Now I don't know about any of you, but the words Canadian Bacon conjure only one image in my mind, and that would be a delectable Eggs Benedict (Hmmm...I actually just had another one pop into my head, but if it's all the same to you, we won't be discussing Egg McMuffins today, OK?).  I'm sure there will be a delightful variety of non "eggs benny" recipes posted by other Charcutepaloozers (thats loozers, not losers), but for me, the darling of brunch menus everywhere, the Eggs Benedict, is the highest and best use of the lovely bacon we've made.

As was the case last month, the process of transforming a lovely piece of meat into a well seasoned slab of charcuterie couldn't have been easier.  Again, taking advantage of the generous discount our friends at D'Artagnan have offered Charcutepalooza participants, I ordered a most beautiful "Berkshire" pork loin from their on-line site.  I lopped off about a 2 pound piece from the thick end of the loin and cooked it as a small, herb rubbed roast pork on the day it arrived.  The rest, I trimmed of all fat and connective tissue, and cut in half so that it would fit in the pan I had reserved for the brining.

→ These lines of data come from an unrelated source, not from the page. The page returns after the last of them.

PR #137, opened 2020-08-31
Clean up unused code and long imports.

jsha:
This removes some commented out methods, and also changes instances of
::std::foo to use a more idiomatic import path.


algesten (approved):
Neat! ✨

PR #138, opened 2020-08-31
Put the crate version in the User-Agent header.

jsha:
https://tools.ietf.org/html/rfc7231#section-5.5.3
Each product identifier consists of a name and optional version.

     product         = token ["/" product-version]
     product-version = token

### DIFF
--- a/src/unit.rs
+++ b/src/unit.rs
@@ -369,7 +369,7 @@ fn send_prelude(unit: &Unit, stream: &mut Stream, redir: bool) -> IoResult<()> {
         }
     }
     if !header::has_header(&unit.headers, "user-agent") {
-        write!(prelude, "User-Agent: ureq/{}\r\n", env!("CARGO_PKG_VERSION"))?;
+        write!(prelude, "User-Agent: rust-ureq/{}\r\n", env!("CARGO_PKG_VERSION"))?;
     }
     if !header::has_header(&unit.headers, "accept") {
         write!(prelude, "Accept: */*\r\n")?;
--- a/src/unit.rs
+++ b/src/unit.rs
@@ -369,7 +369,7 @@ fn send_prelude(unit: &Unit, stream: &mut Stream, redir: bool) -> IoResult<()> {
         }
     }
     if !header::has_header(&unit.headers, "user-agent") {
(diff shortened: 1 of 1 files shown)


algesten (approved):
If we're changing this, maybe do it on the form `rust/ureq/1.2.3`. Just to make it clear that we're not talking about this [c lib](https://github.com/solusipse/ureq)

It's also the form I chose for [hreq](https://github.com/algesten/hreq/blob/master/src/lib.rs#L379) – for reasons that now elude me, but I'm quite certain I researched it.

jsha:
I think the extra / in the "product" name is not technically valid. `token` is defined at https://tools.ietf.org/html/rfc7230#section-3.2.6:

```
     token          = 1*tchar
     tchar          = "!" / "#" / "$" / "%" / "&" / "'" / "*"
                    / "+" / "-" / "." / "^" / "_" / "`" / "|" / "~"
                    / DIGIT / ALPHA
                    ; any VCHAR, except delimiters
```

How about rust-ureq?

src/unit.rs
```diff
@@ -369,7 +369,7 @@ fn send_prelude(unit: &Unit, stream: &mut Stream, redir: bool) -> IoResult<()> {
         }
     }
     if !header::has_header(&unit.headers, "user-agent") {
-        write!(prelude, "User-Agent: ureq\r\n")?;
+        write!(prelude, "User-Agent: rust-ureq/{}\r\n", env!("CARGO_PKG_VERSION"))?;
```
algesten, line 372:
```suggestion
        write!(prelude, "User-Agent: ureq/{}\r\n", env!("CARGO_PKG_VERSION"))?;
```

algesten: I'm in awe of your detail knowledge :)

Let's drop the `rust` bit completely.

https://github.com/algesten/hreq/blob/master/src/lib.rs#L388

algesten (approved):

src/unit.rs
jsha: Thank you! It's not so much detailed knowledge as "that looks funny; I wonder why I've never seen a UA like that?" And then going and Ctrl-F'ing in the spec. :-)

I followed the brining and hot smoking procedure as detailed in Michael Rhulman & Brian Polcyn's Charcuterie: The Craft of Salting, Smoking, and Curing which calls for brining the loin for 48 hours, then rinsing and drying the loin, and setting it uncovered on a rack in the fridge for another 12-24 hours.   Finally, the meat is "hot smoked" which I accomplished outdoors on my Weber gas grill using hickory chips in a little smoker box set directly on the burners, while gently cooking the meat to an internal temperature of 150 ℉, while maintaining the grill at  a temperature of about 200-210 ℉.  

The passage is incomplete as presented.